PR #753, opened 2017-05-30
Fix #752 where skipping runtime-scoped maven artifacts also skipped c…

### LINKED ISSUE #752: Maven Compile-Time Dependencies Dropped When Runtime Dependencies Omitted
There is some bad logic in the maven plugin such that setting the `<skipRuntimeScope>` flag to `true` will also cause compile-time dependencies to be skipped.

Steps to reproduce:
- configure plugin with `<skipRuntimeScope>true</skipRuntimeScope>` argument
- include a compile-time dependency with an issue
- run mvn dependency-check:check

■ **Task brief**
Copy out the lines of the data where the string "true" occurs.

■ **Output**
There is some bad logic in the maven plugin such that setting the `<skipRuntimeScope>` flag to `true` will also cause compile-time dependencies to be skipped.
- configure plugin with `<skipRuntimeScope>true</skipRuntimeScope>` argument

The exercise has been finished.